Noncompliance with a state agency’s legislative rule isn’t considered grounds for license revocation unless the noncompliance pertains to one of the grounds in the law, such as material misrepresentation on an official form or failure to pay a fee or fine, Chief Deputy Secretary of State Donald Kersey III told the Gazette-Mail via an office spokesperson.

Exceptions to the grounds would be limited to a separate nonbusiness statute, which lists other grounds required for a type of business to operate and lies outside of the purview of the Secretary of State’s Office, Kersey noted.

Grounds for administrative dissolution for a limited liability company like Fundamental Data under state statute include:

  • Failure to pay fees, penalties or taxes within 60 days of their due date
  • Failure to deliver an annual report
  • A misrepresentation of “any material matter in any application, report, affidavit, or other record submitted by the company”

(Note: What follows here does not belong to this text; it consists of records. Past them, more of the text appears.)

PR #2490, opened 2022-10-20
fix(braintree): give better errors to our users

jefflembeck:
This parses braintree errors given to us by chargify and displays them for our users

### DIFF
--- a/www/assets/js/braintree-error-parser.js
+++ b/www/assets/js/braintree-error-parser.js
@@ -1,0 +1,455 @@
+(function(window) {
+  const data = {
+    "1000": {
+        "text": "Approved",
+        "implications": "The customer's card was likely approved by the network, but denied by the bank. This is usually because the provided postal code or CVV does not match the expected value"
+    },
+    "2000": {
+        "text": "Do Not Honor",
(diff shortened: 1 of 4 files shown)


www/assets/js/braintree-error-parser.js
```diff
@@ -0,0 +1,455 @@
...
+      this.code = options.code;
+      this.text = options.text;
+      this.implication = options.implication;
+    }
+  }
+
+  class BraintreeErrorParser {
+    static parse(errorText) {
+        var regExp = /\(([^)]+)\)/;
+        var errorCode = regExp.exec(errorText);
```
stoyan, line 436: nit: `const` maybe?

stoyan (approved):
sweet!

Maybe in a follow up we can make braintree-error-parser.js a module and load on demand in the event listener?

tkadlec (approved):
LGTM. 

We should definitely work on more user-friendly alternatives to the messaging for some of these, but let's get this out so at least we have more actionable information and then we can massage that after.

jefflembeck:
Yeah, i'm going to fix this up today. Will get this in and will make it nicer.

PR #2504, opened 2022-11-01
chore(plans): a little code cleanup/format

jefflembeck:
This involves a composer format but also a change where we can set available plans in config for future purposes.


tkadlec (approved):
Looks ace!!

PR #2512, opened 2022-11-03
Fixed an exception when possibly-render-blocking-reqs doesn't exist

pmeenan:
I'm assuming `possibly-render-blocking-reqs` is a custom metric on the public instance but doesn't necessarily exist elsewhere.


stoyan (approved):
nit: my personal pref is `!empty()` because `isset()` makes me think maybe the var is not declared, like it's only declared in a condition block or some such :)

PR #2522, opened 2022-11-07
Removed dynatrace references

stoyan:
We don't collect these anymore, checked with @tkadlec


pmeenan (approved):
LGTM. It's been YEARS since there were tests with dynatrace data, all long-since deleted.

PR #2891, opened 2023-05-05
fix(getLocations): hide paid locations from unpaid users

jefflembeck:


stoyan (approved):
looks good!

Not sure about the unminification of co2.js, maybe leave as is with prettier ignore of some sort?

stoyan (approved):

PR #2892, opened 2023-05-06
Very small text changes to carbon control

fershad:
This PR makes a couple of minor text changes to the Carbon Control page.
It also adds the `&cc` param to the hyperlink which allows people to test again from another location.


scottjehl:
This is great, thanks Fershad!

scottjehl:
One minor thing that might be better: if we can change the url to use the /carbon-control slug instead, that's probably better.

I can make that edit.
`<a href="/carbon-control/?url={{ $test_url }}"`

PR #2911, opened 2023-05-24
Admin URL to dump test settings for debugging

stoyan:
e.g. /admin.php?page=test-info&test=221103_BiDcK9_7QN

### DIFF
--- a/www/src/Handlers/Admin.php
+++ b/www/src/Handlers/Admin.php
@@ -83,6 +83,14 @@ class Admin
 
     public static function getTestInfo(RequestContext $request_context): Response
     {
+
+        // psalm workaround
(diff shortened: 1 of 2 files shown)


www/src/Handlers/Admin.php
```diff
@@ -83,6 +83,14 @@ public static function cacheCheck(RequestContext $request_context): Response
 
     public static function getTestInfo(RequestContext $request_context): Response
     {
+
+        // psalm workaround
+        if (!function_exists('GetTestInfo')) {
```
jefflembeck, line 88: oh man, this is amazing. good for keeping stock of all the stuff we need to move, too

PR #2919, opened 2023-06-01
Revert "fix(account): logout bad clients"

jefflembeck:
This reverts commit e45253efb0b42abe541ed78c5f9609df4066b814.


jefflembeck:
This is causing issues. I'm dropping it.

PR #2950, opened 2023-07-19
fix: BUG 168255: removed fixed width from form inputs

alectejada:
Small fix to avoid showing scrollbars when using the browser zoom

before
before

before with 125% zoom
before_125_zoom

after
after

after 125% zoom
after_125_zoom


jefflembeck:
awesome. thanks!

jefflembeck (approved):

claud-io (approved):

PR #2953, opened 2023-07-20
AZU174879: Update Messaging on Page Displayed when Anonymous User Hits Limit

claud-io:


www/templates/errors/runtest.php
```diff
@@ -1,6 +1,12 @@
...
-  <h1>Oops! <em>There was a problem with the test.</em></h1>
+  <h1>Oops! <em>
   <?php
-
-  echo $error; ?>
+    $title = "There was a problem with the test.";
+    if (strlen($errorTitle)) {
+	$title = $errorTitle ;
+    }
+    echo $title;
```
jefflembeck, line 8:
```suggestion
    echo $errorTitle ?? "There was a problem with the test.";
```

jefflembeck: in fact, you can make this whole thing:

```php
<?= $errorTitle ?? "There was a problem with the test." ?>
```

jefflembeck: Then, you can inline it with the things around it:

```php
<?= <h1>Oops! <em><?= $errorTitle ?? "There was a problem with the test." ?></em></h1> ?>
<?= $error ?>
```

The Department of Commerce in its June 18 letter told Fundamental Data “it appears that” the company is violating a state rule finalized in April requiring developers to seek certification from the state as a “High Impact” data center by petitioning the agency via an application containing key, basic details about the project within 30 days after they become aware that they will satisfy the definition of such a project.

The state rule that supports House Bill 2014 of 2025 requires petitioners to report:

  • Their proposed electrical power capacity needed to run vital computing equipment
  • Proposed project acreage and location
  • Estimated capital investment and project completion date
  • Proximity to schools, churches, residences, businesses, sites listed on the National Register of Historic Places, and National Historic Landmarks as designated by the National Park Service
  • “Any unique physical or geological condition” on any nearby parcel that could lead to the parcel “having an inordinate burden placed upon it” due to the proposed project and any actions planned to offset the possible burden

The letter signed by Nicholas Preservati, Department of Commerce deputy secretary and state Office of Energy director, cited a May 18 meeting at which the letter states Fundamental Data shared project details indicating its Ridgeline project that secured a state air quality permit last year meets the definition of a high-impact data center, a category for projects to house and operate data-processing equipment that have a power capacity of at least 90 megawatts for their computing equipment.

The Preservati-signed letter states that under HB 2014, Fundamental Data was supposed to have submitted a request for certification within 30 days of the May 18 meeting, or by June 17.

“No such application has been received,” the letter states.

Preservati gave Fundamental Data five business days to advise the Department of Commerce if the company had changed its plans regarding the project or believed the project wasn’t subject to HB 2014, and 10 days to file its application as a high-impact data center and microgrid — a localized power grid that can operate independently to produce electricity.

That 10-day period expired Sunday.

Preservati told the Gazette-Mail Thursday the Department of Commerce was reviewing Fundamental Data’s response and would issue a reply “shortly.”

In its own letter dated June 18, Casey Chapman, identified in the letter as a “Responsible Individual” for Fundamental Data, argued the company isn’t violating the state rule behind HB 2014 because the high-impact data center certification “does not run to this company” and a separate certified microgrid district certification is voluntary and subject to no deadline.

Chapman contended there are no statutory grounds for 10-day filing deadline given by Preservati since it appears nowhere in the rule.

Chapman asked that the Department of Commerce confirm in writing that no violation finding has been made and that the company faces no compliance deadline.

He didn’t stop there.

“[W]e will make our own decisions regarding any regulatory pathway that may be available to us at the appropriate time,” Chapman concluded.